Найти место для камушков было непросто, ведь Лелуп, не
стыдясь, лапал ее, где только рука доставала, а когда ему припадала охота
добраться до ее тела, мог и юбки разорвать в клочья! Тут очень кстати пришлись
надетые на нее Марфой Тимофеевной меховые полусапожки, под стельки которых и
заталкивала она свою добычу. Причем Анжель нимало не угрызала совесть, когда
при ходьбе она ощущала колючие бугорочки в сапожках. Напротив, она испытывала
истинное наслаждение! Ведь это были награбленные драгоценности, они
принадлежали Лелупу не по праву – что же в том, что они сменили хозяина? Лелуп
предназначал камушки на свои удовольствия, и она не изменит их предназначения
тем, что обратит к достижению своей цели. Эти кабошоны и ограненные камни, эти
серьги, колечки, цепочки, среди которых была чудная не сверленая жемчужина –
Анжель сожалела лишь о том, что их пока так мало. Она намеревалась за эти
вещицы подкупить людей, которые так или иначе, но избавили бы ее от Лелупа,
увезли, взяли с собой, а его… ей было враз сладостно и тошно думать о казни,
которую она придумает для ненавистного, когда обретет над ним власть!
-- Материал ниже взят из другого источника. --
PR #82, opened 2016-08-24
Swarmtest refactor

CaitieM20:
* refactoring swarmtest so it can run as an integration test.  It currently is very flaky as a unit test as part of travisCI filed a bug to investigate.  
* added a mutex to swarmtest to avoid race conditions, also had to remove cmd.Wait()  due to complicated race conditions.  Not sure how to have a cmd.Wait() in one go routine followed by a cmd.Kill() in another one and not trigger the race detector without doing a big refactor...
* added swarmtest binary to binaries folders so it can be ran locally as well
* moved job & task generators to tests folder
* added numJobs and timeout to run_smoketest_cmd


tests/swarmtest/swarmtest.go
```diff
@@ -20,20 +22,27 @@ type SwarmTest struct {
 	NumWorkers int
 	Compile    func() error
 	Run        func() error
+	NumJobs    int
+	Timeout    time.Duration
+	mutex      *sync.Mutex
```
jasonbs10: What happens without the mutex? I never saw anything bad come of it since we always exit right after killing.

scootapi/client/smoke_test_cmd.go
```diff
@@ -40,10 +63,16 @@ func (c *Client) runSmokeTest(cmd *cobra.Command, args []string) error {
 
 	wg.Wait()
 
-	return nil
+	// if any errors were looged return an error
```
jasonbs10: typo.

jasonbs10:
lgtm

scootapi/client/smoke_test_cmd.go
CaitieM20: fixed

tests/swarmtest/swarmtest.go
CaitieM20: Running go test -race ./... returns an error because there is access from multiple go routines to the cmd objects.  

I assume this is safe because its processes, but to make our test suite happy I added the mutex

PR #84, opened 2016-08-24
Add SwarmTest Instructions to Readme

CaitieM20:


Readme.md
```diff
@@ -1,3 +1,9 @@
 Scoot placeholder.
```
jasonbs10: Let's get rid of this finally? The top paragraph on our wiki should be a fine substitute:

Ну а пока – пока она находилась в его власти и принуждена
была сохранять ту маску омертвелого безразличия ко всему на свете, которая уже
сделалась для нее привычною. Анжель покорно последовала за Лелупом в угол, села
на тюк, вытянула ноги, прислонившись к стене и прикрыв глаза, наслаждаясь тем,
что рассеивается перед внутренним взором навязчивое видение истоптанной зимней
дороги, кое-где обезображенной воронками и обагренной кровью, а свист ветра и
шум леса уступают место звукам человеческой речи, ругани, смеху и даже пению.
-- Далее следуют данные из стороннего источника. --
PR #86, opened 2016-08-26
Add Async Library

CaitieM20:
Add an Async Library to Scoot which will facilitate receiving return values (errors only for now) from go functions.  For an example of how this should be used see the godoc comments in mailbox.go.  AsyncError is similar to a Promise that contains an error value.  

This helps us run an event loop in the scheduler with go routines and then executing callbacks when the go routine completes (successfully or unsuccessfully).  

The goal is to use this in the scheduler refactor, which will have an event loop.  Every loop it will do the following as prototyped in [dbentley/actors](https://github.com/scootdev/scoot/pull/80).  This is similair to the RPC abstract Dan provides in actions.  But I prefer this because
* the functions we are invoking are not actually remote procedure calls, they are just go routines which may perform an off box call or not
* mimics promises & callbacks from languages like node.js & scala.  
* separate lib from scheduler its reusable
* keep go routine and callback closer together, for easier readability.  The RPC Solution requires the definition of message types and processing of these messages in a big switch statement.  So the RPC and the Handling of the RPC are in different places in the code.   This will make updates more brittle and less modular.
* actions are planed and messages sent at the same time.  This is different than the other pull request where the loop is (receive messages & update state, plan actions, execute rpc).  The last two are combined in this model.  However the at the end of the loop you can easily check what messages have been added so no information is lost to verify that the correct actions were taken.  
* less error prone, the user only needs to remember to create a mailbox & call the processupdates() method once per loop.  Then any created AsyncError is automatically tracked and the callback invoked, as opposed to the RPC which required the user to specify separate message types and then handle th

### DIFF
--- a/async/Mailbox.go
+++ b/async/Mailbox.go
@@ -61,8 +61,8 @@ package async
 // are always executed within the same context and only one at at ime.
 // A Mailbox for keeping track of in progress AsyncMessages.
 // This structure is not thread-safe.
-type AsyncMailbox struct {
-	msgs []asyncMessage
+type Mailbox struct {
+	msgs []message
 }
 
 // The function type of the callback invoked when an AsyncError is Completed
@@ -70,38 +70,38 @@ type AsyncErrorResponseHandler func(error)
 
 // async message is a struct composed of an AsyncError
 // and its associated callback
-type asyncMessage struct {
+type message struct {
 	Err      *AsyncError
 	callback AsyncErrorResponseHandler
 }
 
-func newAsyncMessage(cb AsyncErrorResponseHandler) asyncMessage {
-	return asyncMessage{
+func newMessage(cb AsyncErrorResponseHandler) message {
+	return message{
 		Err:      newAsyncError(),
 		callback: cb,
 	}
 }
 
-func NewAsyncMailbox() *AsyncMailbox {
-	return &AsyncMailbox{
-		msgs: make([]asyncMessage, 0),
+func NewMailbox() *Mailbox {
+	return &Mailbox{
+		msgs: make([]message, 0),
 	}
 }
 
 // Creates a NewAsyncError and assocaites the supplied callback with it.
 // Once the AsyncError has been completed, SetValue called, the callback
 // will be invoked on the next execution of ProcessMessages
-func (bx *AsyncMailbox) NewAsyncError(cb AsyncErrorResponseHandler) *AsyncError {
-	msg := newAsyncMessage(cb)
+func (bx *Mailbox) NewAsyncError(cb AsyncErrorResponseHandler) *AsyncError {
+	msg := newMessage(cb)
 	bx.msgs = append(bx.msgs, msg)
 	return msg.Err
 }
 
 // Processes the mailbox.  For all messages with completed AsyncErrors
 // the callback function and removes the message from the mailbox
-func (bx *AsyncMailbox) ProcessMessages() {
+func (bx *Mailbox) ProcessMessages() {
 
-	var unCompletedMsgs []asyncMessage
+	var unCompletedMsgs []message
 	for _, msg := range bx.msgs {
 
 		ok, err := msg.Err.TryGetValue()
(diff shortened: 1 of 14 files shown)


async/asyncError.go
```diff
@@ -0,0 +1,41 @@
...
+//
+// The returned bool is true if Completed, false if Pending
+// If Completed the returned error is the Value of this AsyncError
+// If AsyncError is not completed the returned error is nil.
+//
+// Calling this method after true has been returned will panic
+func (p *AsyncError) TryGetValue() (bool, error) {
+	select {
+	case err := <-p.errCh:
+		close(p.errCh)
```
dbentley: I'd move the close to SetValue so that it's the writer closing instead of the reader.

async/asyncError.go
```diff
@@ -0,0 +1,41 @@
...
+}
+
+// Sets the value for the AsyncError.  Marks AsyncError as Completed or Fulfilled.
+// This method should only ever be called once per AsyncError instance.
+// Calling it more than once it will block indefinitely
+func (p *AsyncError) SetValue(err error) {
+	p.errCh <- err
+}
+
+// Returns the Status of this AsyncError, Completed or Pending
```
dbentley: Maybe make an enum?

async/mailbox.go
```diff
@@ -0,0 +1,119 @@
...
+//    mailbox := NewAsyncMailbox()
+//
+//    writeCallback := func (err error) {
+//      if err != nil {
+//        successfulWrites++
+//      }
+//      returnedWrites++
+//    }
+//
+//    // Send to Replica One
```
dbentley: This means the async goroutine looks less like a function (instead of returning an error, it has to SetValue).

WWYT of mailbox.RunAsync(func() error) that does the wrapping? So it takes a function that looks normal, and then adds the async composition?

CaitieM20: Added AsyncRunner class which implements what we talked about this morning

async/asyncError.go
CaitieM20: eh I think it adds more complexity than its worth since there really are only two states.  Also TryGet() is a common api in C# on concurrent collections where a boolean specifies if it exists.  Also this is inline with golang where maps return bool, value

async/asyncError.go
CaitieM20: oh cool didn't realize you could drain a channel once it had been closed! Makes way more sense!

dbentley:
LGTM

async/Mailbox.go
```diff
@@ -0,0 +1,119 @@
...
+// will be invoked on the next execution of ProcessMessages
+func (bx *Mailbox) NewAsyncError(cb AsyncErrorResponseHandler) *AsyncError {
+	msg := newMessage(cb)
+	bx.msgs = append(bx.msgs, msg)
+	return msg.Err
+}
+
+// Processes the mailbox.  For all messages with completed AsyncErrors
+// the callback function and removes the message from the mailbox
+func (bx *Mailbox) ProcessMessages() {
```
jasonbs10: It's still unclear to me if scoot will need multiple mailboxes or if not, how sibling components can interact with a single mailbox. It seems like we'd need locking for ProcessMessages() and NewAsyncError() so we can pass mailbox around to different funcs and goroutines.

I'm still not a big fan of AsyncError even though I completely see why it makes sense now. Maybe ErrorPromise since that emphasizes that we need to fulfill that promise and await on it, whereas Async relates more to the concept of concurrency and goroutines.

jasonbs10:
lgtm to merge and start writing code against this so we can see how well the api fits our needs.

async/Mailbox.go
CaitieM20: So the Scheduler will only need one mailbox, I have an initial changes made, that I used to refine this abstraction, that I will clean up and send out as the refactor today.

If AsyncError gets super confusing let me know we can change it, given my background its seems super natural.  It was used to represent promises in Orleans initially, and the async/await terminology from C#.  To me AsyncError means an Error that's given a value asynchronously.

И прежде нас много бывало —
У жизни веселых гостей,
И вот мы, на память погибшим,
Бокал осушаем, друзья!
И после нас будет немало —
У жизни веселых гостей!
И так же, нам в память, счастливцы,
Они опорожнят бокал! —
выводил кто-то заунывно и так фальшиво, что сотоварищ
заткнул певцу глотку, предложив ему тот самый вожделенный бокал. И до Анжель
донеслись обрывки разговора:
– Говорят, над русскими позициями парил орел в день сражения
при Бородине, и они восприняли это как знак победы.
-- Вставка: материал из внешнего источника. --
PR #87, opened 2016-08-29
Rcouto/smoketest ui

ryancouto:
Print grouped job statuses intermittently while smoke test is running.


scootapi/client/smoke_test_cmd.go
```diff
@@ -61,6 +61,29 @@ func (c *Client) runSmokeTest(cmd *cobra.Command, args []string) error {
 		}()
 	}
 
+	// current status of every job
+	jobStatusMap := make(map[string]scoot.Status)
+	// jobs grouped together by status
+	statusJobMap := make(map[scoot.Status][]string)
+	ch <- jobStatusMap
+	// print current status of all jobs
+	go func() {
```
dbentley: It would be nice to end this for real; is C closed anywhere?

scootapi/client/smoke_test_cmd.go
```diff
@@ -113,8 +136,11 @@ func (c *Client) generateAndRunJob(timeout time.Duration) error {
 				return fmt.Errorf("Error getting status: %v", err.Error())
 			}
 		}
-
-		fmt.Println("Status Update Job", jobId.ID, status.Status)
+		// get current version of jobStatusMap
+		jobStatusMap := <-ch
```
dbentley: So you're handing it back and forth a whole bunch. It looks like this works; it might work even better to just send the name and status back to one goroutine that both owns the maps and prints the status.

ryancouto:
View of job statuses in terminal

scootapi/client/smoke_test_cmd.go
```diff
@@ -61,6 +61,41 @@ func (c *Client) runSmokeTest(cmd *cobra.Command, args []string) error {
 		}()
 	}
 
+	// current status of every job
+	jobStatusMap := make(map[string]scoot.Status)
```
jasonbs10: I don't think jobStatusMap is threadsafe, it's being accessed from two different goroutines.  And it seems like we don't need to track anything in this scope, we can have: a goroutine which keeps this map, receives updates from generateAndRunJob() and  ranges over ticker to print updates. And I'd create a type JobAndStatus to send over the ch rather than a map with a single entry.

scootapi/client/smoke_test_cmd.go
```diff
@@ -61,6 +61,41 @@ func (c *Client) runSmokeTest(cmd *cobra.Command, args []string) error {
...
+	statusJobMap := make(map[scoot.Status][]string)
+Loop:
+	for range ticker.C {
+		for job, status := range jobStatusMap {
+			// populate statusJobMap
+			statusJobMap[status] = append(statusJobMap[status], job)
+		}
+		for status, jobs := range statusJobMap {
+			sort.Sort(sort.StringSlice(jobs))
+			fmt.Println(status, ":", jobs)
```
jasonbs10: Can there be a category for timed out, and can you prefix the list of jobs with the length of that list?

ryancouto: Should a timed out job have a status of Status_ROLLED_BACK? Or should it have an explicit timed out status?

ryancouto: Nvm - going to store timeouts in a slice of errors and just print its length.

ryancouto:
with # of timeouts

CaitieM20:
LGTM!  Much nicer output :)

PR #88, opened 2016-08-29
snapshots/fake: initingCheckouter waits for Init

dbentley:


snapshots/fake/fake_filer_test.go
```diff
@@ -0,0 +1,41 @@
...
+	}()
+
+	select {
+	case <-resultCh:
+		t.Fatalf("should't be able to checkout until init is done")
+	default:
+	}
+
+	i.wg.Done()
+	checkout := <-resultCh
```
jasonbs10: Might as well do a select{} here too so the test can't block.

jasonbs10:
lgtm

PR #89, opened 2016-08-30
cloud/cluster: simplify construction

dbentley:
I found that I couldn't easily change the duration on the fetch cron because it was pulled in.

I made a few changes to make things more injected instead of constructed at the same time.

Got rid of all functions Subcribe(), which don't make sense outside of the context of a Cluster.

### DIFF
--- a/cloud/cluster/cluster.go
+++ b/cloud/cluster/cluster.go
@@ -2,30 +2,31 @@ package cluster
 
 import (
 	"sort"
-	"time"
 )
 
 // Cluster represents a cluster of Nodes.
 type Cluster struct {
 	state    *state
 	reqCh    chan interface{}
-	ch       chan interface{}
-	updateCh chan []NodeUpdate
+	updateCh chan ClusterUpdate
 	subs     []chan []NodeUpdate
 }
 
+// Clusters can be updated in two ways:
+// *) a new state of the Cluster, which is a []Node
+// *) updates to specific Nodes, which is a []NodeUpdate
+type ClusterUpdate interface{}
+
 // Cluster's ch channel accepts []Node and []NodeUpdate types, which then
 // get passed to its state to either SetAndDiff or UpdateAndFilter
-func NewCluster(state []Node, updateCh chan []NodeUpdate, ch chan interface{}, fetcher Fetcher) *Cluster {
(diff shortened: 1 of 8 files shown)


cloud/cluster/cluster.go
```diff
@@ -2,30 +2,31 @@ package cluster
...
-	ch       chan interface{}
-	updateCh chan []NodeUpdate
+	updateCh chan ClusterUpdate
 	subs     []chan []NodeUpdate
 }
 
+// Clusters can be updated in two ways:
+// *) a new state of the Cluster, which is a []Node
+// *) updates to specific Nodes, which is a []NodeUpdate
+type ClusterUpdate interface{}
```
jasonbs10: Maybe make clusterUpdate private and add a couple constructor methods? That or enforce types by adding a noop func NodeOrUpdate() to this interface for []Node and []NodeUpdate to implement, but I think we've removed similar code in the past.

jasonbs10:
lgtm (tmp, testing if undo lgtm works)

cloud/cluster/cluster.go
dbentley: I think ClusterUpdate has to be private so that others can create it.

I'm happy to add func IsClusterUpdate(), but the downside is then you can't pass []Node, but Nodes([]Node{foo, bar})

If we think that's too ugly, I'm also alright with having one channel of []NodeUpdate and one of []Node, but having one of []Node and one of interface{} was weird.

jasonbs10: You mean has to be public? I'm not sure why that's the case if we have FromNodes() and FromNodeUpdates(). I'm ok with IsClusterUpdate but I'd rename it to ImplementClusterUpdate.

dbentley: Err, yes, public.

so that we can define chan cluster.ClusterUpdate in other packages...

jasonbs10: Hmm, I'd say other packages can use a one of Nodes or NodeUpdates and don't need to know about ClusterUpdate.

dbentley: chan Nodes is not the same type as chan cluster.ClusterUpdate

So just making the Cron wouldn't be possible because it returns a chan cluster.ClusterUpdate

ryancouto:
lgtm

– Ну и дураки! – отозвался другой голос, насмешливый. –
Победа была за нами!
– Это одному богу ведомо, – произнес еще один голос,
показавшийся Анжель знакомым.
Она лениво приоткрыла глаза и увидела неподалеку того самого
человека с лукавым лицом, который схватился с Лелупом из-за казачьего
полушубка. Причем Анжель почему-то не сомневалась, что она и прежде его видела,
только вот где, когда? Ну мало ли совместных ночевок было в этом бесконечном
пути! Лица появлялись и исчезали – разве всех упомнишь? Однако сейчас ей было
почему-то очень важно вспомнить первую свою встречу с этим человеком, и она
продолжала смотреть на него пристально и слушать его речь. И слушала его не
одна Анжель, потому что он, увлекшись, описывал картину, враз пугающую и
внушающую восхищение:
– Да, русские проиграли нам при Бородине – кто спорит? От
некоторых их соединений не осталось ни одного человека. Однако я видел, как
целые русские полки лежали распростертые на окровавленной земле и этим
свидетельствовали, что они предпочли умереть, чем отступить хоть на шаг.